● **Task instructions**: Go through the entries below from the first line and transcribe each one exactly, ending with the line that contains "type NetUnixType uint64".

● **Data supplied**:
......
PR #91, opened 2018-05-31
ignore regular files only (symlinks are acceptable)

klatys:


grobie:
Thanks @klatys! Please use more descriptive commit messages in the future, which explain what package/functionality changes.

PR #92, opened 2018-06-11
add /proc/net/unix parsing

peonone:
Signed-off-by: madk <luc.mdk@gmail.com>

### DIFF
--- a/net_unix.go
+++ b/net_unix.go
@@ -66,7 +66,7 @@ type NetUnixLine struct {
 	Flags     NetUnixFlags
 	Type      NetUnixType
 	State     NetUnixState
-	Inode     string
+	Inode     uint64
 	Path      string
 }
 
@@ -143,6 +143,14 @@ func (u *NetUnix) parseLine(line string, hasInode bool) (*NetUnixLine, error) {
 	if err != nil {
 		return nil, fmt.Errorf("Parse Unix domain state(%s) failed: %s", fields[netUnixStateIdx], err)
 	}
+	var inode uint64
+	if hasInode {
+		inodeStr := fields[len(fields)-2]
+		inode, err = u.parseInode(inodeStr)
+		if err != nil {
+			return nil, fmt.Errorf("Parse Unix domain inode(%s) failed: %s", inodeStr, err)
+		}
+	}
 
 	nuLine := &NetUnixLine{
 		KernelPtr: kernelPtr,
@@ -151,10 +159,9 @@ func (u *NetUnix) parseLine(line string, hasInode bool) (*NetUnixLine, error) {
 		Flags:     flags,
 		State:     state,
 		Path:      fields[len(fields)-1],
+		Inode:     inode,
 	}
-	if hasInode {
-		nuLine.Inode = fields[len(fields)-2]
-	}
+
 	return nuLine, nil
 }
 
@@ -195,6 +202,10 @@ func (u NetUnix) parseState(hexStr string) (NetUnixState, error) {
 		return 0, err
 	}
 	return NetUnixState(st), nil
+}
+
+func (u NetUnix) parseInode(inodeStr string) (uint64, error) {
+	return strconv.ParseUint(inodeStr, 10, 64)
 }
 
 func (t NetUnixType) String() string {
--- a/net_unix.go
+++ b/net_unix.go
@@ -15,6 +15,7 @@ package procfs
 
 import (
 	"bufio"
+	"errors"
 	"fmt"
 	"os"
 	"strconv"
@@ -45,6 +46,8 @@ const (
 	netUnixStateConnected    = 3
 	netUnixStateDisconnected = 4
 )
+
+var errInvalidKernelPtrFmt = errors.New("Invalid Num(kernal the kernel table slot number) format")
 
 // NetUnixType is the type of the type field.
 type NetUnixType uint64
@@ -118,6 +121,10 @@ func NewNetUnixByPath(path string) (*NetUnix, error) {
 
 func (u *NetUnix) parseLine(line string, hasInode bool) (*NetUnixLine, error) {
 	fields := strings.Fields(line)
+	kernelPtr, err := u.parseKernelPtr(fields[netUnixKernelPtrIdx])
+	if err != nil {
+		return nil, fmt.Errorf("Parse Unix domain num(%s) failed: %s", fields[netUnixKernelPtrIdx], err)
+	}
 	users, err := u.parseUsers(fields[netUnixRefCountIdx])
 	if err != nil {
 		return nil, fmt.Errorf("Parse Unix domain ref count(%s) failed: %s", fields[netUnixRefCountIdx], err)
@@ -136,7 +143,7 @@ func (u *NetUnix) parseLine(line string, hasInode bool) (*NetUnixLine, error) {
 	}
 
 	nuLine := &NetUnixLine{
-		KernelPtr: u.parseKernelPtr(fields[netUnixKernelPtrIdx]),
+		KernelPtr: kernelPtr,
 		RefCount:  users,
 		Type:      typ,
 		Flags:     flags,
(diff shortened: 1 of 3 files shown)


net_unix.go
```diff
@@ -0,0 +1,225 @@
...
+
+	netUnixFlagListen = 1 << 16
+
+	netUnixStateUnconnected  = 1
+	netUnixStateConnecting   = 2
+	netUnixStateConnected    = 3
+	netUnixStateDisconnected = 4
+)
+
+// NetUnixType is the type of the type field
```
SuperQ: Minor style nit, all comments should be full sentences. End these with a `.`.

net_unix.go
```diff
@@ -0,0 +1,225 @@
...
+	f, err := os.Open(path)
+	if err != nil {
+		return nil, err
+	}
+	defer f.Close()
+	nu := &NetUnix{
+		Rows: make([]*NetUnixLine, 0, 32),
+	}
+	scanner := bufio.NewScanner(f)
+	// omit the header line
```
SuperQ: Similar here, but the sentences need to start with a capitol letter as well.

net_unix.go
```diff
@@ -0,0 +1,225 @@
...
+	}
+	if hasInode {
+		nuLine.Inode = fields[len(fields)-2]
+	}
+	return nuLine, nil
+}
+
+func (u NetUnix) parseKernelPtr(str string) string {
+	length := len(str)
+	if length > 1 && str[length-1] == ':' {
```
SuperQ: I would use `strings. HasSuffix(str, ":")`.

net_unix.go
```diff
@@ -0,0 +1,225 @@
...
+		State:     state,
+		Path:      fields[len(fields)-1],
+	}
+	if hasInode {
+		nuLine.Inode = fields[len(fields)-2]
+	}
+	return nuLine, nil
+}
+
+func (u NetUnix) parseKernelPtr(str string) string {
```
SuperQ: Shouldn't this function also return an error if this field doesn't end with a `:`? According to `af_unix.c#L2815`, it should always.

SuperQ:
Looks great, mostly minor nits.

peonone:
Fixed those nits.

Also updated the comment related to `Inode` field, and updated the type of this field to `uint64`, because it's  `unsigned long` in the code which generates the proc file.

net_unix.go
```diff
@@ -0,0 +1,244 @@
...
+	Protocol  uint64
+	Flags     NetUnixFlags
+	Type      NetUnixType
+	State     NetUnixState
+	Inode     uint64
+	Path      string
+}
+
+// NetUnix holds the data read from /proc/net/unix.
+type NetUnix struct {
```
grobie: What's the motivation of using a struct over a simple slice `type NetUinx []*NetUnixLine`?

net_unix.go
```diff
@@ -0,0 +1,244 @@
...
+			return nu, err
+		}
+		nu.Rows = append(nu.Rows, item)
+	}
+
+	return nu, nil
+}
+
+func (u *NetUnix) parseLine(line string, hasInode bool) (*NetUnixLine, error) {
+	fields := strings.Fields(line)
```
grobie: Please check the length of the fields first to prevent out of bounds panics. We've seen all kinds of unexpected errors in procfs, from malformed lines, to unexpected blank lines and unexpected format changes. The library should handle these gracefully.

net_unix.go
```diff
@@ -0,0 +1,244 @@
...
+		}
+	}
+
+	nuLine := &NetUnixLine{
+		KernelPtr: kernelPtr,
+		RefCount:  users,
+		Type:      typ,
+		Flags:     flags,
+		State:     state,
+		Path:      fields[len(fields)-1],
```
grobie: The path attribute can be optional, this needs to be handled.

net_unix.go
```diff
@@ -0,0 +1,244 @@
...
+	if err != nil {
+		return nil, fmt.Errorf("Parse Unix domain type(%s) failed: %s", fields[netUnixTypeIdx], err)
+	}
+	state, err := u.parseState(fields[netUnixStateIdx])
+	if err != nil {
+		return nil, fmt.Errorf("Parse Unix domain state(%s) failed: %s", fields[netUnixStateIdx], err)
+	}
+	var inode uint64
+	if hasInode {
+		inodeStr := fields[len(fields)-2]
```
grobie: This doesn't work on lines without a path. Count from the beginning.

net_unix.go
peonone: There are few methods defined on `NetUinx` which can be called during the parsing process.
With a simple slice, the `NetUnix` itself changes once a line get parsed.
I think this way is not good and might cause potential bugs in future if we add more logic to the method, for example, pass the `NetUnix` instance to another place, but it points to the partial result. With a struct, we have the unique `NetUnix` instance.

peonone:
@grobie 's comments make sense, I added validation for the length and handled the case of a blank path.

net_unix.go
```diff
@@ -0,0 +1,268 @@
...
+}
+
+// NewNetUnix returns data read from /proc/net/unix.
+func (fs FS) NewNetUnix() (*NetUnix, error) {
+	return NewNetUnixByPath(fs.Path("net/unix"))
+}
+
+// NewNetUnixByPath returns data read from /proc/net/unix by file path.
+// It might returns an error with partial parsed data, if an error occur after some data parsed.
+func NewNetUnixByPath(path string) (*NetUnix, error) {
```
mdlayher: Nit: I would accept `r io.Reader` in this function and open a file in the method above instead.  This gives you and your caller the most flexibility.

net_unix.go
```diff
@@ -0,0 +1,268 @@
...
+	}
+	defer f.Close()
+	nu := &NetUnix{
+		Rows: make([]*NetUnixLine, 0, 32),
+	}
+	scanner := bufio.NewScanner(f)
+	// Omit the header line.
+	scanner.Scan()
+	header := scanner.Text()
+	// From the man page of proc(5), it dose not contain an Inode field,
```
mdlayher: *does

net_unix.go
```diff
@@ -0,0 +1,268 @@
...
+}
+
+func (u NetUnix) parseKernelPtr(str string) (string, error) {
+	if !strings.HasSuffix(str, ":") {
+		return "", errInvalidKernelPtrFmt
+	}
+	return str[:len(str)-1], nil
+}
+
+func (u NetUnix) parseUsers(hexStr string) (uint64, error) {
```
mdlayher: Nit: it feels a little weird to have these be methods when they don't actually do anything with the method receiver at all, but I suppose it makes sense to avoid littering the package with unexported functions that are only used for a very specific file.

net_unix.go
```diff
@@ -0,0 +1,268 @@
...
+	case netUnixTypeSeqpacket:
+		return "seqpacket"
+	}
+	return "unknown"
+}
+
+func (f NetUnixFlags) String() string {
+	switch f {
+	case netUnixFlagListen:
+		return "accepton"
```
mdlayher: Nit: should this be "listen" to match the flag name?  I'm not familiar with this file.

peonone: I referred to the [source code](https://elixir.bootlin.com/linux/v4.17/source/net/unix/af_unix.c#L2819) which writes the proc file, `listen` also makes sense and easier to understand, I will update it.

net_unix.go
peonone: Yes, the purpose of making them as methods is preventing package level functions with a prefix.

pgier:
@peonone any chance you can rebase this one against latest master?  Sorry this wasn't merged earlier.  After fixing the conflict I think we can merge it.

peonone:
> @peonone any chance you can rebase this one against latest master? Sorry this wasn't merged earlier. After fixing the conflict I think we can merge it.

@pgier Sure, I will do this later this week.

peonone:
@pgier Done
......
● **Response box**:
PR #91, opened 2018-05-31
ignore regular files only (symlinks are acceptable)

klatys:


grobie:
Thanks @klatys! Please use more descriptive commit messages in the future, which explain what package/functionality changes.

PR #92, opened 2018-06-11
add /proc/net/unix parsing

peonone:
Signed-off-by: madk <luc.mdk@gmail.com>

### DIFF
--- a/net_unix.go
+++ b/net_unix.go
@@ -66,7 +66,7 @@ type NetUnixLine struct {
 	Flags     NetUnixFlags
 	Type      NetUnixType
 	State     NetUnixState
-	Inode     string
+	Inode     uint64
 	Path      string
 }
 
@@ -143,6 +143,14 @@ func (u *NetUnix) parseLine(line string, hasInode bool) (*NetUnixLine, error) {
 	if err != nil {
 		return nil, fmt.Errorf("Parse Unix domain state(%s) failed: %s", fields[netUnixStateIdx], err)
 	}
+	var inode uint64
+	if hasInode {
+		inodeStr := fields[len(fields)-2]
+		inode, err = u.parseInode(inodeStr)
+		if err != nil {
+			return nil, fmt.Errorf("Parse Unix domain inode(%s) failed: %s", inodeStr, err)
+		}
+	}
 
 	nuLine := &NetUnixLine{
 		KernelPtr: kernelPtr,
@@ -151,10 +159,9 @@ func (u *NetUnix) parseLine(line string, hasInode bool) (*NetUnixLine, error) {
 		Flags:     flags,
 		State:     state,
 		Path:      fields[len(fields)-1],
+		Inode:     inode,
 	}
-	if hasInode {
-		nuLine.Inode = fields[len(fields)-2]
-	}
+
 	return nuLine, nil
 }
 
@@ -195,6 +202,10 @@ func (u NetUnix) parseState(hexStr string) (NetUnixState, error) {
 		return 0, err
 	}
 	return NetUnixState(st), nil
+}
+
+func (u NetUnix) parseInode(inodeStr string) (uint64, error) {
+	return strconv.ParseUint(inodeStr, 10, 64)
 }
 
 func (t NetUnixType) String() string {
--- a/net_unix.go
+++ b/net_unix.go
@@ -15,6 +15,7 @@ package procfs
 
 import (
 	"bufio"
+	"errors"
 	"fmt"
 	"os"
 	"strconv"
@@ -45,6 +46,8 @@ const (
 	netUnixStateConnected    = 3
 	netUnixStateDisconnected = 4
 )
+
+var errInvalidKernelPtrFmt = errors.New("Invalid Num(kernal the kernel table slot number) format")
 
 // NetUnixType is the type of the type field.
 type NetUnixType uint64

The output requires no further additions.